>>>>

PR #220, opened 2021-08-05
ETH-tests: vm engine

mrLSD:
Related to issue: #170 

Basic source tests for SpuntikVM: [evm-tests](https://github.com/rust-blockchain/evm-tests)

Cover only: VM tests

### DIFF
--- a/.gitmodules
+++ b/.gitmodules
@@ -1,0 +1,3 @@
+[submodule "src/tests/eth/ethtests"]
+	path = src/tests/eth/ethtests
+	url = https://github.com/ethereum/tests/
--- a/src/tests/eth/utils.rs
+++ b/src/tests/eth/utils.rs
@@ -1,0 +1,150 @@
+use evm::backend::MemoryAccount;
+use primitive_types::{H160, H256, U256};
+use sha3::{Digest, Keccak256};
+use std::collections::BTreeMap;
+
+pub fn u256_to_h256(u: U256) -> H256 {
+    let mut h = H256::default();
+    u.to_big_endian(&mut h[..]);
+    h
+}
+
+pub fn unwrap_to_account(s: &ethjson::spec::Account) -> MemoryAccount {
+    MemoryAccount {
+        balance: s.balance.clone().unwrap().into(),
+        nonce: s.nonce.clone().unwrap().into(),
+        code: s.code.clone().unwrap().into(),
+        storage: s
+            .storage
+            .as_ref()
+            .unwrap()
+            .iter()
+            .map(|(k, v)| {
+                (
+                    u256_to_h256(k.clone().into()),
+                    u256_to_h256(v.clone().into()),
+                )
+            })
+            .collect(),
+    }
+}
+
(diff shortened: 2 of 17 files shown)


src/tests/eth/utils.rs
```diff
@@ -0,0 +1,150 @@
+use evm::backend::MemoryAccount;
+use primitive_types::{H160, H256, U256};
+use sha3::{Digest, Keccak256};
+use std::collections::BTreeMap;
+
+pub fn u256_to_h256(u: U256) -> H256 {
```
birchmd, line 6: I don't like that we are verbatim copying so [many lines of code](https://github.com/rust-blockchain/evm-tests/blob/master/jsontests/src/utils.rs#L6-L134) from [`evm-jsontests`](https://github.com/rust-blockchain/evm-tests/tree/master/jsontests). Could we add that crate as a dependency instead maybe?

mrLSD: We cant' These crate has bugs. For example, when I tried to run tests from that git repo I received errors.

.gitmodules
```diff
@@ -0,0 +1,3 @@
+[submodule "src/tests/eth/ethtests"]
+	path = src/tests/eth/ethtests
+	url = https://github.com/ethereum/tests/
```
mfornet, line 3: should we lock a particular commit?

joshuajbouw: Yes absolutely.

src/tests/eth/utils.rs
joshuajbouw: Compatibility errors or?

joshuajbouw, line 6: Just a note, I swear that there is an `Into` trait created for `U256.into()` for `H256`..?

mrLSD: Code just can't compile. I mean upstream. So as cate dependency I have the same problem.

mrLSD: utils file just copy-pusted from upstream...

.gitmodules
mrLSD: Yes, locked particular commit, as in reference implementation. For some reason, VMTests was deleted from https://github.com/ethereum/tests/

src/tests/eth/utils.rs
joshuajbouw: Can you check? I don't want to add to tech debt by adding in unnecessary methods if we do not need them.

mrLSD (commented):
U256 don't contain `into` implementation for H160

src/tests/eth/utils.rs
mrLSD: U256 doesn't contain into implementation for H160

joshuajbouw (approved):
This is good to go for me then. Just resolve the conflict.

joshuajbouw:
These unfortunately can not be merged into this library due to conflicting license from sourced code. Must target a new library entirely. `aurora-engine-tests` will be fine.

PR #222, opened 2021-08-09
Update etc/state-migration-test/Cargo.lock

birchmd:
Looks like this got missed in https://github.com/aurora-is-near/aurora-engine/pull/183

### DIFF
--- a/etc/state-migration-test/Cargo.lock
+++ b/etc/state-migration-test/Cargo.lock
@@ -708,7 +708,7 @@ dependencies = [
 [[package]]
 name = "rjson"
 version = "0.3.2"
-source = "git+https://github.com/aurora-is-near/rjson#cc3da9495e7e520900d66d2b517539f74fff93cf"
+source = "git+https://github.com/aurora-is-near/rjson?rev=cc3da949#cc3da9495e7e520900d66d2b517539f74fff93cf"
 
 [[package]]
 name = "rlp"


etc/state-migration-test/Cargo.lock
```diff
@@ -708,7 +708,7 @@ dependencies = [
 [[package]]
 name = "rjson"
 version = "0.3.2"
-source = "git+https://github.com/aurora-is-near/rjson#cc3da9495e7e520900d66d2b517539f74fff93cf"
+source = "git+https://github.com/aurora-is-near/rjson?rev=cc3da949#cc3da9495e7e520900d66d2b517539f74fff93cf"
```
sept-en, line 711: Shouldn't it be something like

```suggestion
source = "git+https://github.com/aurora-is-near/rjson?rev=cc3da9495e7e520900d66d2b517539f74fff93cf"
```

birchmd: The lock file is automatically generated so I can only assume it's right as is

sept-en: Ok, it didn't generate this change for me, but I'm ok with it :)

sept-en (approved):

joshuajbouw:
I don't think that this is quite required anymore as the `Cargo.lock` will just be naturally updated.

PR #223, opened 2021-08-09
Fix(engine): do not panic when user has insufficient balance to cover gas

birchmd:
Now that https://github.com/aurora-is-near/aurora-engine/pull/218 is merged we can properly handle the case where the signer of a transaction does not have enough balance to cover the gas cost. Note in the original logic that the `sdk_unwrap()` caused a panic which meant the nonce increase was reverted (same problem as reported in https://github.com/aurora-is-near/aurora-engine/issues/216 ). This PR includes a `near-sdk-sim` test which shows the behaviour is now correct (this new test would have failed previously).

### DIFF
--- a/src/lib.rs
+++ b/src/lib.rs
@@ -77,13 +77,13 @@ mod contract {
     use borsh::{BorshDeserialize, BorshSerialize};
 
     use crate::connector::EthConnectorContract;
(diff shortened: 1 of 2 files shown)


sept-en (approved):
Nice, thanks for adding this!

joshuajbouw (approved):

<<<<

- **YOUR TASK**
Transcribe the material in full; every line must match exactly.

- **OUTPUT FOR THIS EXERCISE**
PR #220, opened 2021-08-05
ETH-tests: vm engine

mrLSD:
Related to issue: #170 

Basic source tests for SpuntikVM: [evm-tests](https://github.com/rust-blockchain/evm-tests)

Cover only: VM tests

### DIFF
--- a/.gitmodules
+++ b/.gitmodules
@@ -1,0 +1,3 @@
+[submodule "src/tests/eth/ethtests"]
+	path = src/tests/eth/ethtests
+	url = https://github.com/ethereum/tests/
--- a/src/tests/eth/utils.rs
+++ b/src/tests/eth/utils.rs
@@ -1,0 +1,150 @@
+use evm::backend::MemoryAccount;
+use primitive_types::{H160, H256, U256};
+use sha3::{Digest, Keccak256};
+use std::collections::BTreeMap;
+
+pub fn u256_to_h256(u: U256) -> H256 {
+    let mut h = H256::default();
+    u.to_big_endian(&mut h[..]);
+    h
+}
+
+pub fn unwrap_to_account(s: &ethjson::spec::Account) -> MemoryAccount {
+    MemoryAccount {
+        balance: s.balance.clone().unwrap().into(),
+        nonce: s.nonce.clone().unwrap().into(),
+        code: s.code.clone().unwrap().into(),
+        storage: s
+            .storage
+            .as_ref()
+            .unwrap()
+            .iter()
+            .map(|(k, v)| {
+                (
+                    u256_to_h256(k.clone().into()),
+                    u256_to_h256(v.clone().into()),
+                )
+            })
+            .collect(),
+    }
+}
+
(diff shortened: 2 of 17 files shown)


src/tests/eth/utils.rs
```diff
@@ -0,0 +1,150 @@
+use evm::backend::MemoryAccount;
+use primitive_types::{H160, H256, U256};
+use sha3::{Digest, Keccak256};
+use std::collections::BTreeMap;
+
+pub fn u256_to_h256(u: U256) -> H256 {
```
birchmd, line 6: I don't like that we are verbatim copying so [many lines of code](https://github.com/rust-blockchain/evm-tests/blob/master/jsontests/src/utils.rs#L6-L134) from [`evm-jsontests`](https://github.com/rust-blockchain/evm-tests/tree/master/jsontests). Could we add that crate as a dependency instead maybe?

mrLSD: We cant' These crate has bugs. For example, when I tried to run tests from that git repo I received errors.

.gitmodules
```diff
@@ -0,0 +1,3 @@
+[submodule "src/tests/eth/ethtests"]
+	path = src/tests/eth/ethtests
+	url = https://github.com/ethereum/tests/
```
mfornet, line 3: should we lock a particular commit?

joshuajbouw: Yes absolutely.

src/tests/eth/utils.rs
joshuajbouw: Compatibility errors or?

joshuajbouw, line 6: Just a note, I swear that there is an `Into` trait created for `U256.into()` for `H256`..?

mrLSD: Code just can't compile. I mean upstream. So as cate dependency I have the same problem.

mrLSD: utils file just copy-pusted from upstream...

.gitmodules
mrLSD: Yes, locked particular commit, as in reference implementation. For some reason, VMTests was deleted from https://github.com/ethereum/tests/

src/tests/eth/utils.rs
joshuajbouw: Can you check? I don't want to add to tech debt by adding in unnecessary methods if we do not need them.

mrLSD (commented):
U256 don't contain `into` implementation for H160

src/tests/eth/utils.rs
mrLSD: U256 doesn't contain into implementation for H160

joshuajbouw (approved):
This is good to go for me then. Just resolve the conflict.

joshuajbouw:
These unfortunately can not be merged into this library due to conflicting license from sourced code. Must target a new library entirely. `aurora-engine-tests` will be fine.

PR #222, opened 2021-08-09
Update etc/state-migration-test/Cargo.lock

birchmd:
Looks like this got missed in https://github.com/aurora-is-near/aurora-engine/pull/183

### DIFF
--- a/etc/state-migration-test/Cargo.lock
+++ b/etc/state-migration-test/Cargo.lock
@@ -708,7 +708,7 @@ dependencies = [
 [[package]]
 name = "rjson"
 version = "0.3.2"
-source = "git+https://github.com/aurora-is-near/rjson#cc3da9495e7e520900d66d2b517539f74fff93cf"
+source = "git+https://github.com/aurora-is-near/rjson?rev=cc3da949#cc3da9495e7e520900d66d2b517539f74fff93cf"
 
 [[package]]
 name = "rlp"


etc/state-migration-test/Cargo.lock
```diff
@@ -708,7 +708,7 @@ dependencies = [
 [[package]]
 name = "rjson"
 version = "0.3.2"
-source = "git+https://github.com/aurora-is-near/rjson#cc3da9495e7e520900d66d2b517539f74fff93cf"
+source = "git+https://github.com/aurora-is-near/rjson?rev=cc3da949#cc3da9495e7e520900d66d2b517539f74fff93cf"
```
sept-en, line 711: Shouldn't it be something like

```suggestion
source = "git+https://github.com/aurora-is-near/rjson?rev=cc3da9495e7e520900d66d2b517539f74fff93cf"
```

birchmd: The lock file is automatically generated so I can only assume it's right as is

sept-en: Ok, it didn't generate this change for me, but I'm ok with it :)

sept-en (approved):

joshuajbouw:
I don't think that this is quite required anymore as the `Cargo.lock` will just be naturally updated.

PR #223, opened 2021-08-09
Fix(engine): do not panic when user has insufficient balance to cover gas

birchmd:
Now that https://github.com/aurora-is-near/aurora-engine/pull/218 is merged we can properly handle the case where the signer of a transaction does not have enough balance to cover the gas cost. Note in the original logic that the `sdk_unwrap()` caused a panic which meant the nonce increase was reverted (same problem as reported in https://github.com/aurora-is-near/aurora-engine/issues/216 ). This PR includes a `near-sdk-sim` test which shows the behaviour is now correct (this new test would have failed previously).

### DIFF
--- a/src/lib.rs
+++ b/src/lib.rs
@@ -77,13 +77,13 @@ mod contract {
     use borsh::{BorshDeserialize, BorshSerialize};
 
     use crate::connector::EthConnectorContract;
(diff shortened: 1 of 2 files shown)


sept-en (approved):
Nice, thanks for adding this!

joshuajbouw (approved):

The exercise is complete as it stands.